Given these theoretical challenges, I want to introduce an elegant greedy-based approximation algorithm to recover $x$ that applies to the matrix $A$ with $\delta_{3s} \leq \frac{1}{12}$ , and provides proof of its convergence.

Iterative Hard Thresholding Algorithm

Algorithm: Iterative Sparse Minimization

Objective: Minimize the $L_1$ -norm of $z$ subject to $Az = y$ .

Initialization: Choose an initial guess $z_0$ and set $t = 0$ .

Repeat until convergence:

Gradient Step:

Update $a$ by:

$a_{t+1} = z_t - A^T(Az_t - y)$
Sparsity Constraint:

Update $z$ by finding the closest $s$ -sparse vector to $a_{t+1}$ :

$z_{t+1} = \arg\min_{z \in \{s\text{-sparse}\}} \|a_{t+1} - z\|_2$
Update Iteration:

Set $t = t + 1$ .

Output: Return $z_t$ as the solution.

Note that $-A^T(Az_t - y)$ is like gradient descent step.

Theorem Let RIP constant $\delta_{3s} \leq \frac{1}{12}$ . Then we have linear convergence of the above algorithm.
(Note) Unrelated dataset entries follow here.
PR #784, opened 2026-04-29
Refactor - Diff policies

ccoueffe:
## Related Collection Role

* [ ] other

## Related Data Model Element

* [ ] vxlan.fabric
* [ ] vxlan.global
* [ ] vxlan.topology
* [ ] vxlan.underlay
* [ ] vxlan.overlay
* [x] vxlan.policy
* [ ] vxlan.multisite
* [ ] defaults.vxlan
* [ ] other

## Test Notes

force_run_all: True
With change:

```
───────────────────────────────────────────────────────────────────────────────
CREATE [nac-fabric1] Step 20/21: policy (_policy_remote_diff)
───────────────────────────────────────────────────────────────────────────────
POLICY DIFF [nac_alias]: var CONF desired='cli alias name wr copy running startup\ncli alias name sr show running' vs ctrl='cli alias name wr copy running startup\ncli alias name sr show running-config'
POLICY DIFF [nac_banner]: var BANNER desired='***************************************************************************\n*   ' vs ctrl='***************************************************************************\n*   '
POLICY DIFF [nac_grpc_config]: var CONF desired='grpc gnmi max-concurrent-calls 16\ngrpc use-vrf default' vs ctrl='grpc gnmi max-concurrent-calls 15\ngrpc use-vrf default'
CREATE [nac-fabric1] policy controller diff: 8 desired, 9 on controller -> 3 to push
CREATE [nac-fabric1] policy → ok (changed=False) [1.2s]

───────────────────────────────────────────────────────────────────────────────
CREATE [nac-fabric1] Step 21/21: policy (dcnm_policy)
───────────────────────────────────────────────────────────────────────────────
CREATE [nac-fabric1] Executing dcnm_policy for policy with state=merged, save=None, deploy=False, items=1
CREATE [nac-fabric1] policy → ok (changed=True) [3.2s]
```

Without :

```
───────────────────────────────────────────────────────────────────────────────
CREATE [nac-fabric1] Step 20/21: policy (_policy_remote_diff)
───────────────────────────────────────────────────────────────────────────────
CREATE [nac-fabric1] policy controller diff: 8 desired, 9 on controller -> 0 to push
CREATE [nac-fabric1] policy → ok (changed=False) [1.3s]

───────────────────────────────────────────────────────────────────────────────
CREATE [nac-fabric1] Step 21/21: policy (dcnm_policy)
───────────────────────────────────────────────────────────────────────────────
CREATE [nac-fabric1] policy → skipped (no diff) [0.0s]
```

Force_run_all: False
And one change:

```
───────────────────────────────────────────────────────────────────────────────
CREATE [nac-fabric1] Step 20/21: policy (_policy_remote_diff)
───────────────────────────────────────────────────────────────────────────────
CREATE [nac-fabric1] policy → ok (changed=False) [0.0s]

───────────────────────────────────────────────────────────────────────────────
CREATE [nac-fabric1] Step 21/21: policy (dcnm_policy)
───────────────────────────────────────────────────────────────────────────────
CREATE [nac-fabric1] Executing dcnm_policy for policy with state=merged, save=None, deploy=False, items=1
CREATE [nac-fabric1] policy → ok (changed=True) [3.2s]
```

In ndfc_policy_comparison.yml:

```
comparison_summary:
  timestamp: '2026-05-06T11:51:09.342029'
  source_file: !!python/object/apply:ansible.utils.unsafe_proxy.AnsibleUnsafeText
  - /home/cisco/collections/ansible_collections/cisco/nac_dc_vxlan/roles/dtc/common/files/vxlan/nac-fabric1/ndfc_policy.yml
  total_updated: 3
  total_removed: 0
  total_equal: 5
updated_items:
- switch:
  - ip: 10.229.42.155
    policies:
    - create_additional_policy: false
[..]
```

## Checklist

### DIFF
--- a/plugins/action/dtc/diff_compare.py
+++ b/plugins/action/dtc/diff_compare.py
@@ -84,10 +84,14 @@ class ActionModule(ActionBase):
         # Normalize omit placeholder strings between old and new items
         old_items, new_items = self.normalize_omit_placeholders(old_items, new_items)
 
-        updated_items, removed_items, equal_items = self.compare_items(old_items, new_items)
-
-        if self.new_file_path.endswith('ndfc_interface_all.yml'):
+        # File-type specific comparison
+        if self.new_file_path.endswith('ndfc_policy.yml'):
+            updated_items, removed_items, equal_items = self.compare_policies(old_items, new_items)
+        elif self.new_file_path.endswith('ndfc_interface_all.yml'):
+            updated_items, removed_items, equal_items = self.compare_items(old_items, new_items)
             removed_items = self.order_interface_remove(removed_items)
+        else:
+            updated_items, removed_items, equal_items = self.compare_items(old_items, new_items)
 
         results['compare'] = {"updated": updated_items, "removed": removed_items, "equal": equal_items}
 
@@ -96,6 +100,15 @@ class ActionModule(ActionBase):
 
         return results['compare']
 
+    @staticmethod
+    def _count_policies(switch_blocks):
+        """Count individual policies across nested switch blocks."""
+        count = 0
+        for sb in switch_blocks:
+            for sw in sb.get('switch', []):
+                count += len(sw.get('policies', []))
+        return count
+    
     def write_comparison_results(self, compare_results):
         """
         Write comparison results to a unique file in the same directory as new_file_path.
@@ -120,9 +133,16 @@ class ActionModule(ActionBase):
             'comparison_summary': {
                 'timestamp': datetime.datetime.now().isoformat(),
                 'source_file': self.new_file_path,
-                'total_updated': len(compare_results.get('updated', [])),
-                'total_removed': len(compare_results.get('removed', [])),
-                'total_equal': len(compare_results.get('equal', []))
+                'total_updated': self._count_policies(compare_results.get('updated', []))
+                    if self.new_file_path.endswith('ndfc_policy.yml')
+                    else len(compare_results.get('updated', [])),
+                'total_removed': self._count_policies(compare_results.get('removed', []))
+                    if self.new_file_path.endswith('ndfc_policy.yml')
+                    else len(compare_results.get('removed', [])),
+                'total_equal': self._count_policies(compare_results.get('equal', []))
+                    if self.new_file_path.endswith('ndfc_policy.yml')
+                    else len(compare_results.get('equal', [])),
+            },
             },
             'updated_items': compare_results.get('updated', []),
             'removed_items': compare_results.get('removed', []),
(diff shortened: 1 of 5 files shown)


plugins/action/dtc/diff_compare.py
```diff
@@ -120,9 +133,16 @@ def write_comparison_results(self, compare_results):
...
+                'total_updated': self._count_policies(compare_results.get('updated', []))
+                    if self.new_file_path.endswith('ndfc_policy.yml')
+                    else len(compare_results.get('updated', [])),
+                'total_removed': self._count_policies(compare_results.get('removed', []))
+                    if self.new_file_path.endswith('ndfc_policy.yml')
+                    else len(compare_results.get('removed', [])),
+                'total_equal': self._count_policies(compare_results.get('equal', []))
+                    if self.new_file_path.endswith('ndfc_policy.yml')
+                    else len(compare_results.get('equal', [])),
+            },
```
mikewiebe, line 152: @ccoueffe something looks off here

The PR does not compile. py_compile fails with IndentationError: unexpected indent. output_data is closed early around line 146, leaving updated_items, removed_items, and equal_items outside the dict. compare_policies is also misindented at line 282. This blocks the action plugin from loading.

Is there an extra `},`?

Image

plugins/action/dtc/manage_resources.py
```diff
@@ -206,6 +208,210 @@ def _fabric_links_query_and_filter(self, resource_name, step):
...
+            FABRIC_NAME, POLICY_ID, POLICY_DESC
+
+        Args:
+            resource_name: Resource identifier (policy).
+            desired_config: Current rendered policy config.
+
+        Returns:
+            dict with changed and optionally failed/msg keys.
+        """
+        api_path = (
```
mikewiebe: The controller diff calls policies/pagination?fabricName=... without page size, offset, or a pagination loop. If that endpoint returns a default page, the diff sees partial controller state and will push many unchanged policies. If it returns all, this is still broader than the existing dcnm_policy path, which queries policies only for target switches.

Suggested fix instead of using a query for all policies in the fabric

**Approach 1: Preferred**

Use the same bounded query shape that cisco.dcnm.dcnm_policy already uses:

`/appcenter/cisco/ndfc/api/v1/lan-fabric/rest/control/policies/switches?serialNumber=<comma-separated target serials>
`

Why: the desired policy config is already scoped to specific switches, so querying all policies for the whole fabric is unnecessary. Build the serial list from the data model switch inventory, or from controller inventory if needed, then compare only policies on those switches. This mirrors the existing module behavior and **scales better**.

This approach should scale better in the common case because it bounds the controller diff to the switches NAC is actually managing.

The cost changes from roughly:

`all policies in fabric`

to:

`policies on target switches only`

So if a fabric has 500 switches but the play is touching 20, querying /policies/switches?serialNumber=... is much friendlier than fabric-wide policies/pagination?fabricName=....

The caveat: if each target switch has a very large number of policies, approach 1 still has to retrieve and compare all policies for those switches. It reduces unrelated data, but it does not solve high policy density per switch.

I would address it like this:

Use /policies/switches?serialNumber=<comma-separated target serials> to match dcnm_policy behavior.
Chunk serials if the serial list can make the URL too long.
Build desired policy keys first, then index remote policies in one pass.
Avoid nested comparisons like “for each desired policy, scan every remote policy”.


**Only fall back to fabric-wide pagination (Approach 2) if no switch serials are available.**

**Approach 2**

If the pagenation approach is really needed here then add a pagination helper

```python
from urllib.parse import urlencode

def _fetch_all_policy_pages(self, page_size=1000):
    policies = []
    offset = 0

    while True:
        query = urlencode({
            "fabricName": self.fabric_name,
            "max": page_size,
            "offset": offset,
        })
        path = (
            "/appcenter/cisco/ndfc/api/v1/lan-fabric/rest/control/"
            f"policies/pagination?{query}"
        )

        result = self.executor.execute_rest("GET", path)
        if result.get("failed"):
            return result

        response = result.get("response", {})
        data = response.get("DATA", []) if isinstance(response, dict) else response

        if not data:
            break

        policies.extend(data)

        if len(data) < page_size:
            break

        offset += page_size

    return {"failed": False, "policies": policies}
```

plugins/action/dtc/manage_resources.py
```diff
@@ -206,6 +208,210 @@ def _fabric_links_query_and_filter(self, resource_name, step):
 
         return {'changed': False}
 
+   def _policy_remote_diff(self, resource_name, step):
```
mikewiebe: This is `def` is indented incorrectly 

Image

plugins/action/dtc/diff_compare.py
ccoueffe: removed

plugins/action/dtc/manage_resources.py
ccoueffe: fix

plugins/action/dtc/manage_resources.py
ccoueffe: remove pagination

mtarking (approved):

That is,

$\|z_{t+1} - z^*\|_2 \leq \beta \|z_0 - z^*\|_2$

for some $\beta < 1$ .

Proof: Let $S = supp(z^*) \cup supp(z_{t+1})$ . We have

$\begin{aligned} \|z_{t+1} - z^*\|_2 &= \|z_{t+1,S} - z^*_S\|_2 \\ &\leq \|z_{t+1,S} - a_{t+1,S}\|_2 + \|a_{t+1,S} - z^*_S\|_2 \\ &\leq \|z^*_S - a_{t+1,S}\|_2 + \|a_{t+1,S} - z^*_S\|_2 \\ &= 2\|z^*_S - a_{t+1,S}\|_2 \end{aligned}$

Now, we have

$\begin{aligned} \|z^*_S - a_{t+1,S}\|_2 &= \|z^*_S - z_{t,S} + A_S^T A (z_t - z^*)\|_2 \\ &= \|-r_{t,S} + A_S^T A r_t\|_2 \\ &= \|-r_{t,S} + A_S^T A r_{t,S} + A_S^T A r_{t,S^C}\|_2 \\ &= \|-r_{t,S} + A_S^T A r_{t,S}\|_2 + \|A_S^T A r_{t,S^C}\|_2 \\ &= \|(I - A_S^T A_S) r_t\|_2 + \|A_S^T A_{S^C} r_t\|_2 \\ &\leq \delta_{3s} \|r_t\|_2 + \|A_S^T A_{S^-/S} r_t\|_2 \\ &= \delta_{3s} \|r_t\|_2 + \|A_S^T A_{S^-/S} r_t\|_2 \end{aligned}$

where $r_t$ is supported on $S^-$ , $r_t := z_t - z^*$ and $A_S$ is a matrix with zero on columns $S$ .
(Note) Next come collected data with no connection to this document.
PR #789, opened 2026-05-03
Improve role validate performance

mikewiebe:
## Related Collection Role

* [ ] other

## Related Data Model Element

* [x] vxlan.fabric
* [x] vxlan.global
* [x] vxlan.topology
* [x] vxlan.underlay
* [x] vxlan.overlay
* [x] vxlan.policy
* [x] vxlan.multisite
* [ ] defaults.vxlan
* [ ] other

### Summary

This PR adds several validate/run-map performance optimizations for NAC VXLAN runs, for both targeted runs with `force_run_all: false` and full runs `force_run_all: true`.

The main improvement is avoiding expensive model loading, model diff generation, and full data-model argument passing when they are not needed. Functional behavior is preserved, while no-change targeted runs can short-circuit faster.

### Performance Updates

- Reused the loaded validation data model across semantic rule checks instead of reloading it repeatedly.
- Ensured syntax validation runs only once per validation execution when a schema is present.
- Added lightweight `fabric_name` support to run-map action plugins so tasks do not need to pass the full extended data model just to update/read run-map state.
- Added validate runtime mode flags:
  - `validate_checksum_compare_enabled`
  - `validate_model_diff_enabled`
- Replaced expensive no-change model comparisons with checksum-based comparisons when model diff display is disabled.
- Skipped `include_vars` loading of previous/current model JSON files unless `display_model_diff: true` and the run mode actually requires diff display.
- Preserved optional model diff display behavior behind `display_model_diff`.
- Narrowed cleanup so it only removes previous model JSON files instead of matching all service model JSON files.
- Kept `force_run_all: true` behavior as a full run path and optimized `force_run_all: false` for targeted/no-change detection.

### Details Hot Areas

Screenshot 2026-05-03 at 7 39 51 PM

### Behavior Notes

- `display_model_diff: false` avoids the expensive model diff display path.
- `display_model_diff: true` still allows model changes to be displayed when running in a diff-enabled targeted mode.
- `force_run_all: true` bypasses the targeted checksum short-circuit behavior, as expected.
- The run-map plugins remain backward compatible by falling back to `data_model.vxlan.fabric.name` if `fabric_name` is not provided.

### Validation

Validated with the full re-resync playbook:

```bash
source env.sh ; ansible-playbook -i inventory.yaml vxlan.yaml

Playbook result: success
Total runtime: 1:09:07
Recap: ok=48 changed=4 unreachable=0 failed=0 skipped=18
```

### Testbed Scale

Screenshot 2026-05-03 at 6 22 29 PM

## Checklist

### DIFF
--- a/roles/validate/tasks/manage_model_files_current.yml
+++ b/roles/validate/tasks/manage_model_files_current.yml
@@ -39,11 +39,26 @@
     force: true
   delegate_to: localhost
 
+- name: Stat Current Golden Service Model Data
+  ansible.builtin.stat:
+    path: "{{ role_path }}/files/{{ data_model_extended.vxlan.fabric.name }}_service_model_golden.json"
+  register: current_golden_stat
+  when: validate_checksum_compare_enabled | default(false) | bool
+  delegate_to: localhost
+
+- name: Stat Current Extended Service Model Data
+  ansible.builtin.stat:
+    path: "{{ role_path }}/files/{{ data_model_extended.vxlan.fabric.name }}_service_model_extended.json"
+  register: current_extended_stat
+  when: validate_checksum_compare_enabled | default(false) | bool
+  delegate_to: localhost
+
 # Read current golden service model data into a variable called 'smd_golden_current'
 - name: Read Current Service Model Data from Host
   ansible.builtin.include_vars:
     file: "{{ role_path }}/files/{{ data_model_extended.vxlan.fabric.name }}_service_model_golden.json"
   register: smd_golden_current
+  when: validate_model_diff_enabled | default(false) | bool
   delegate_to: localhost
 
 # Read current extended service model data into a variable called 'data_model_extended_current'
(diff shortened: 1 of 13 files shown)


roles/validate/tasks/manage_model_files_current.yml
```diff
@@ -39,67 +39,87 @@
...
-    before: "{{ data_model_extended_previous }}"
-    after: "{{ data_model_extended_current }}"
+    before: "{{ data_model_extended_previous | default({}) }}"
+    after: "{{ data_model_extended_current | default({}) }}"
   register: data_model_extended_diff
-  when: check_roles['save_previous']
+  when:
+    - validate_model_diff_enabled | default(false) | bool
+    - extended_stat.stat.exists | default(false)
   delegate_to: localhost
```
mtarking, line 90: Can we put `verbosity: 2` or `verbosity: 3` on these tasks?

mtarking (changes requested):

roles/validate/tasks/manage_model_files_current.yml
mikewiebe: Will do this in an incremental update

Now, it suffices to show that

$\|A_S^T A_{S^-/S}\|_2 \leq 2\delta_{3s},$

since we would then have the desired inequality with

$\beta = \frac{1}{2^t}$

by combining two inequalities above.

To this end, let $\|x\|_2 = \|y\|_2 = 1$ . We have

$\begin{aligned} x^T A_S^T A_{S^-/S} y &= x_S^T (A^T A) y_{S^-/S} \\ &= \frac{1}{4} \left( \|Ax_S + Ay_{S^-/S}\|_2^2 - \|Ax_S - Ay_{S^-/S}\|_2^2 \right) \\ &= \frac{1}{4} \left( \|x_S + y_{S^-/S}\|_2^2 + (x_S + y_{S^-/S})^T (A^T A - I)(x_S + y_{S^-/S}) \right. \\ &\quad \left. - \|x_S - y_{S^-/S}\|_2^2 - (x_S - y_{S^-/S})^T (A^T A - I)(x_S - y_{S^-/S}) \right) \\ &= \frac{1}{4} \left( (x_S + y_{S^-/S})^T (A^T A - I)(x_S + y_{S^-/S}) \right. \\ &\quad \left. - (x_S - y_{S^-/S})^T (A^T A - I)(x_S - y_{S^-/S}) \right) \\ &\leq 2 \delta_{3s} \end{aligned}$

where the last inequality is due to the fact that $x_S \pm y_{S^-/S}$ is 3s-sparse (recall that $S^- = supp(r_t) \subset supp(z^*) \cup supp(z_t)$ ). Therefore, we have established the claim

$\|z_{t+1} - z^*\|_2 \leq \beta \|z_0 - z^*\|_2$

with

$\beta = \frac{1}{2^t}.$

Conclusion

We have established the convergence of the Hard Thresholding algorithm for reconstructing the vector x. In today’s landscape, where data storage is relatively inexpensive, the practicality of compressed sensing, or reconstruction problems, may not be immediately relevant for everyday data scientists. Nevertheless, the underlying mathematics of this field is quite fascinating, particularly in the context of exploring different trade-offs.

Bibiliography

Foucart, S., & Rauhut, H. (2012). A Mathematical Introduction to Compressive Sensing. Springer.